Thanks guys for the input. Your suggestions help me be better prepared. I check the contents in my go-bag a few times a month and make adjustments regularly. I do use ziplock bags and believe my bag is mostly organizes but I'm always open to new and improved ideas. I will take these suggestions to heart and work on having the best organized bag. Thanks again!


----------



## Sentry18 (Aug 5, 2012)

> Saw an interesting suggestion (don't remember who/where) to replace the generic zipper pulls with color-coded para-cord pulls


That is a really good idea that I will be trying out. Thanks.

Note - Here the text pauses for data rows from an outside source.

PR #1057, opened 2025-11-26
Enable fixed `plone.app.robotframework` tests

petschki:
Tests have been fixed here https://github.com/plone/plone.app.robotframework/pull/178

### DIFF
--- a/tests.cfg
+++ b/tests.cfg
@@ -34,7 +34,7 @@ test-eggs =
     plone.app.redirector
     plone.app.registry
     plone.app.relationfield
-#    plone.app.robotframework [test]
+    plone.app.robotframework [test]
     plone.app.testing [test]
     plone.app.textfield [tests]
     plone.app.theming [test]


petschki:

mauritsvanrees (approved):
All green.  Thanks @1letter and @petschki !

mauritsvanrees:
In commit 8e1abd30c93c54983064ab6e945d63feace3f1fe I added `plone.app.robotframework` to `run-tests.sh` as well for good measure.

mauritsvanrees:
I only notice now that the tests on Jenkins are broken since merging this PR.  That is already 6 days!

See [this error](https://jenkins.plone.org/job/plone-6.2-python-3.13/492/testReport/junit/plone.app.robotframework.tests.test_robot/RobotTestCase/Test_translation/):

> Setup failed:
> Couldn't execute node. Please ensure you have node.js installed and in PATH. See https://nodejs.org/ for instructions. Original error is [Errno 2] No such file or directory: 'node'

I am inclined to revert this PR.  But the strange thing is of course that the build from this PR itself was green.  Same for [this build today](https://jenkins.plone.org/job/pull-request-6.2-3.13/455/) of an unrelated PR.  So it seems there is some difference in setup between the 6.2 PR jobs and the normal 6.2 robot job.  And we can only debug this on the normal job.  So let's keep it for now so we can fix it.

@petschki @1letter Is this something you can look into?

If you don't have time today, then it would be better to revert this change for now.

petschki:
The integration tests from `plone.app.robotframework` strangely try to start tests from the robottest layer, without `rfbrowser init` before. This should not happen. I'll check the testlayers in `plone.app.robotframework` asap.

1letter:
@petschki 
the `REMOTE_LIBRARY_BUNDLE_FIXTURE` is possible wrong in the layer setup of integration tests
```
PLONE_ROBOT_INTEGRATION_TESTING = IntegrationTesting(
    bases=(
        PLONE_ROBOT_FIXTURE,
        REMOTE_LIBRARY_BUNDLE_FIXTURE,
    ),
    name="PloneRobot:Integration",
)
```

petschki:
I tried removing that yesterday, but it did not make any difference. If I add a `ROBOTSUITE_PREFIX`, the robot tests are correctly prefixed and the integration test not, but if you run `bin/test` without `--all` every tests gets started.

@gforcada maybe you have an idea what's wrong here?

1letter:
@petschki `robottestsuite.level = ROBOT_TEST_LEVEL` is the trick, i will fix this in the package

1letter:
@mauritsvanrees i hope this PR helps: https://github.com/plone/plone.app.robotframework/pull/183

mauritsvanrees:
Let me see if I understand:

* The original PR worked because in a PR job we run `rfbrowser init` and `bin/test --all` to run tests at all levels.
* After merge, the robot job worked because it also does `rfbrowser init` and `bin/test --all`, but restricted to the robot test level.
* But the normal core job failed.  This calls `bin/test`, so normally it would not run any robot tests, so there is no need to init the rfbrowser.  But the robot tests in `plone.app.robotframework` were not linked to the `plone.app.testing.ROBOT_TEST_LEVEL`, so they were executed anyway and all failed.

Nice.  Thanks for figuring that out.

PR #1071, opened 2026-02-18
GHA: test on Python 3.14

mauritsvanrees:


mauritsvanrees:
The unit tests (no layers) were passing on Python 3.14 (and all others).
Now I have `run-tests.sh` to accept `TEST_ARGS` and `TEST_PACKAGE`.  I have adapted the existing jobs to continue to run only unit tests: `make test TEST_ARGS=-u`.  And I have added a workflow to run the full test suite on Python 3.14, divided into robot and non-robot tests.
The robot test job needs some fixes I see, I am looking into that.

mauritsvanrees:
I have removed the new `.github/workflows/run-full-test.yml` for now.

Latest [testall](https://github.com/plone/buildout.coredev/actions/runs/22163580576/job/64085812192) has:

Total: 9459 tests, 28 failures, 8 errors and 37 skipped in 41 minutes 15.422 seconds.

This includes failures in `plone.stringinterp` which work fine for me locally.  But also a few `CMFPlone` tests that need minor fixes for 3.14.  And some failures because i18n does not seem to work.

And latest [testrobot](https://github.com/plone/buildout.coredev/actions/runs/22163580576/job/64085812165) has:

Plus that way if I have to walk 2,148.2 miles with a stick, a rock and book of matches I will instantly know which compartment they are in.


----------



## Dakine (Sep 4, 2012)

Heh okay Sentry, I LOL'd!!!! :laugh:

One of the organizational techniques I use is the pocket on the top of the pack. This is small and I keep only a few critical items in there that I think I would need in a hurry or to help help get to the rest of it. 

2 flashlights, a ziploc baggie with spare batteries, some coins for phones, unlikely to find one but what the hell... ink stick, lighter, compass, fire steel, a crushed flat partial roll of TP, headnet for skeeters, and my steripen.

Things that are light weight like MRE entrees I currently have in the two side areas, I might change that, I've been thinking about rethinking my entire bag anyway. We'll see how that goes... but my thinking for the MRE entrees on the side is that they are light weight, I can pull one and eat it from one side without disrupting the balance of the pack overall, and I'll just alternate which side I take them from.

Also my pack has a couple little external pockets at the bottom of the two long side sections. In those I keep things I might want to get to quick or frequently, suntan lotion, leather work gloves, etc.

In the main compartment I've got a lot of stuff and some of that needs to be rethought. I need to decide if this is going to be a patrol pack or a BOB. Those are different missions and should be organized differently. 

Hmm I still have that 5.11 Rush 72, maybe I'll start repacking it as a BOB and finally make my Eberlestock a combat patrol pack.


----------



## seanallen (Nov 13, 2012)

Sentry18 said:


> That is a really good idea that I will be trying out. Thanks.
> 
> Plus that way if I have to walk 2,148.2 miles with a stick, a rock and book of matches I will instantly know which compartment they are in.


Haha thats funny. Seriously, i worked on my bag from 80# down to40# ish and hes right: i still have a ways to go. Want to get it down to around 30# tops. Hate to give up some of my toys but im getting back to the basics. I also have to consider my family and their needs too. We all have bobs now and we all have our own food bag. Everyone carries two weeks of dehydrated grub, w a cook kit and vitamins. Water is no issue around here. Filtration is gonna be a major proposition for 8 ppl. Thinking im gonna get one of the big gravity fed filtraion camp bags then all of us have our own katadyne hiker.


----------



## swjohnsey (Jan 21, 2013)

seanallen said:


> Haha thats funny. Seriously, i worked on my bag from 80# down to40# ish and hes right: i still have a ways to go. Want to get it down to around 30# tops. Hate to give up some of my toys but im getting back to the basics. I also have to consider my family and their needs too. We all have bobs now and we all have our own food bag. Everyone carries two weeks of dehydrated grub, w a cook kit and vitamins. Water is no issue around here. Filtration is gonna be a major proposition for 8 ppl. Thinking im gonna get one of the big gravity fed filtraion camp bags then all of us have our own katadyne hiker.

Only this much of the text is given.